Here are some examples of using IEtools ('Information Equilibrium tools') for python to investigate a couple of dynamic equilibrium models. There are two datasets used below, both obtainable from FRED.

One is (nominal) GDP divided by All Employees: Total Nonfarm Payrolls (PAYEMS). This can be obtained from FRED by editing the graph, editing the line, and customizing the data (adding the second series and using a custom formula "a/b")

https://fred.stlouisfed.org/series/GDP

https://fred.stlouisfed.org/series/PAYEMS

The second is more straightforward and looks at the seasonally adjusted unemployment rate (UNRATE). This model only looks at recent data since the version of IEtools used here can only handle up to two shocks.

https://fred.stlouisfed.org/series/UNRATE

Both models are assessed using two different techniques. The first is the entropy minimization approach (finding the log-linear transformation that minimizes the entropy of the log-linear slope bins). This separates the dynamic equilibrium from the shocks. The second technique is a direct curve fit of both the shocks and the dynamic equilibrium. This approach allows the dynamic equilibrium slope to potentially be affected by the details of the shock shocks. The former is more computationally intensive and requires more fiddling with the parameters to get the result right, but is theoretically more desireable for forecasts and adding data to the fit (additional shocks in new data do not affect a previously fit dynamic equilibrium slope as strongly).

These were run in Python 3 using the Anaconda distribution.

The dynamic equilibrium model is described in more detail here:

http://informationtransfereconomics.blogspot.com/2017/01/dynamic-equilibrium-presentation.html

Have fun,

Jason Smith


In [ ]:
import numpy as np
import pylab as pl
from IEtools import *
%pylab inline

Example: NGDP/PAYEMS

First we read in the GDP/PAYEMS data and plot it.


In [ ]:
filename='C:/econdata/GDP_PAYEMS.csv'

output = FREDcsvRead(filename)

In [ ]:
plotData = output['data']
plotType = pl.plot
plotType = pl.semilogy
plotScale = 10**6
plotLabel = output['name']+' [$ p.c.]'
pl.figure(figsize=(12,6))
plotType(plotData[:,0],plotData[:,1]*plotScale)
pl.ylabel(plotLabel)
pl.show()

Dynamic equilibrium models

This applies the entropy minimization method of finding the dynamic equilibrium.


In [ ]:
temp = dynamic_equilibrium_optimize(output['data'],alphaDelta=0.01,method='brute')
transform = log_linear_transform(output['data'], temp)

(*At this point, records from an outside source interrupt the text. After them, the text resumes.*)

PR #835, opened 2019-07-01
Only restart pipelines if databags change

craigrose:
This is intended to fix https://github.com/aodn/issues/issues/455.  It works, but not sure if it's the correct way?


cookbooks/imos_po/recipes/pipeline.rb
```diff
@@ -10,6 +10,7 @@
 
 require 'json'
 require 'pathname'
+require 'fileutils'
```
lwgordonimos: I can't see why this is required? There is no new code that is doing anything unique (File operations and directory resources are already used).

craigrose: Removed it.  Was left over from earlier iteration where I used it to create the directory

PR #844, opened 2019-07-24
during talend7 installation, source codegen from new jenkins job

gsatimos:
re https://github.com/aodn/backlog/issues/1183


jonescc:
Looks good to me.  No reason to wait is there?   We just need to have deployed talend-codegen-edge and run it.

gsatimos:
correct, I already gave the talend_codegen_edge job a run yesterday and then tested 13-aws-syd in vagrant to make sure that it can source it okay. Alls good, so it's good to merge.

PR #846, opened 2019-07-25
New Dockerfile with packer and ChefDK installed

pmbohm:


private-sample/packer/Dockerfile
```diff
@@ -0,0 +1,22 @@
+FROM ubuntu:16.04
+
+ARG BUILDER_UID=9999
+
+ENV HOME /home/builder
+ENV BUCKET static-test-2.emii.org.au
```
lwgordonimos: This can be removed

private-sample/packer/Dockerfile
```diff
@@ -0,0 +1,22 @@
...
+
+RUN apt-get update && apt-get install -y --no-install-recommends \
+    wget awscli jq git perl unzip build-essential \
```
lwgordonimos: As far as I can see it should only need wget and unzip? Also, it's good to have these one per line for better diffs etc., e.g. https://github.com/aodn/python-aodndata/blob/master/Dockerfile#L6

private-sample/packer/Dockerfile
```diff
@@ -0,0 +1,22 @@
...
+    && rm -rf /var/lib/apt/lists/*
+
+# Install packer
+ENV PACKER_VERSION 1.4.2
+RUN mkdir -p /opt/packer
```
lwgordonimos: Even though it ends up looking weird, it's recommended that these related commands are run under a *single* run statement in the dockerfile, otherwise it screws up the layering stuff. For example, the RUN command should probably be to mkdir, wget, unzip and rm the zip all in one command.

See here for why:
https://docs.docker.com/develop/develop-images/dockerfile_best-practices/#run

private-sample/packer/Dockerfile
```diff
@@ -0,0 +1,22 @@
...
+
+ENV HOME /home/builder
+ENV BUCKET static-test-2.emii.org.au
+
+RUN apt-get update && apt-get install -y --no-install-recommends \
+    wget awscli jq git perl unzip build-essential \
+    && rm -rf /var/lib/apt/lists/*
+
+# Install packer
+ENV PACKER_VERSION 1.4.2
```
lwgordonimos: This would be good as an ARG rather than an environment variable, since it's more of a parameter than a static variable

lwgordonimos:
As a result of discussions today, I've built upon this PR to make it represent a generic Chef/Packer image. This makes it suitable for offline use as well as use by Jenkins.

PR #857, opened 2019-08-01
change default talend version to 7

gsatimos:


gsatimos:
@jonescc could you please merge this so I can safely update notes (to remove the `version` param)

PR #860, opened 2019-08-02
Update list of pipeline dev nodes having editable pipeline packages i…

lwgordonimos:
…nstalled from local mount


lwgordonimos:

transform[:,1] = np.exp(transform[:,1])
guess = [1.0,-1.0,1977.0,0.1,0.1,2015.0, 0.0]
result = dynamic_eq_fit(two_shock, transform, guess)

fitData = result['fit']
popt = result['params']
pcov = result['cov']       
        
plotData = transform        
plotScale = 1
plotLabel = output['name']+' [transformed]'
plotData2 = fitData

pl.figure(figsize=(12,6))
for index in range(len(result['transitions'])):
    pl.axvline(x=result['transitions'][index],color='0.5',linewidth=0.5)   
pl.plot(plotData[:,0],np.log(plotData[:,1]),plotData[:,0],np.log(plotData2))
pl.ylabel(plotLabel)
pl.show()

print('Dynamic equilibrium growth rate (entropy min) = ',np.round(100*temp,decimals=2))
print('Shock centers = ',np.round(result['transitions'],decimals=1))
print('Shock widths = ',np.round(result['shock_widths'],decimals=2))
print('Shock magnitudes = ',np.round(result['shock_mags'],decimals=2))

This uses the global fit approach.


In [ ]:
guess = [1.0,-1.0,1980.0,0.1,0.1,2010.0,0.04,0.0]
result = dynamic_eq_fit(two_shock_eq, output['data'], guess)

fitData = result['fit']
popt = result['params']
pcov = result['cov']
        
growthRate=np.round(popt[-2]*100,decimals=2)
growthError=np.round(2*100*np.sqrt(np.diag(pcov))[-2],decimals=2)


plotData = output['data']
plotType = pl.plot
plotType = pl.semilogy
plotScale = 10**6
plotLabel = output['name']+' [$ p.c.]'
plotData2 = fitData

pl.figure(figsize=(12,6))
for index in range(len(result['transitions'])):
    pl.axvline(x=result['transitions'][index],color='0.5',linewidth=0.5)   
plotType(plotData[:,0],plotData[:,1]*plotScale,plotData[:,0],plotData2*plotScale)
pl.ylabel(plotLabel)
pl.show()

print('Dynamic equilibrium growth rate = ',growthRate,'+/-',growthError,'%')
print('Shock centers = ',np.round(result['transitions'],decimals=1))
print('Shock widths = ',np.round(result['shock_widths'],decimals=2))
print('Shock magnitudes = ',np.round(result['shock_mags'],decimals=2))

Example: UNRATE

Here we read in the unemployment rate data and plot it. We take only the most recent data because the version of python IEtools used here could only look at two shocks.


In [ ]:
filename='C:/econdata/UNRATE.csv'

output0 = FREDcsvRead(filename)
output = {
    'data': output0['data'][-170:-1],
    'name': output0['name']
}

In [ ]:
plotData = output['data']
plotType = pl.plot
plotScale = 1
plotLabel = output['name']+' [$ p.c.]'
pl.figure(figsize=(12,6))
plotType(plotData[:,0],plotData[:,1]*plotScale)
pl.ylabel(plotLabel)
pl.show()

Dynamic equilibrium models

This applies the entropy minimization method of finding the dynamic equilibrium.


In [ ]:
temp = dynamic_equilibrium_optimize(output['data'],alphaDelta=0.001,method='brute')
transform = log_linear_transform(output['data'], temp)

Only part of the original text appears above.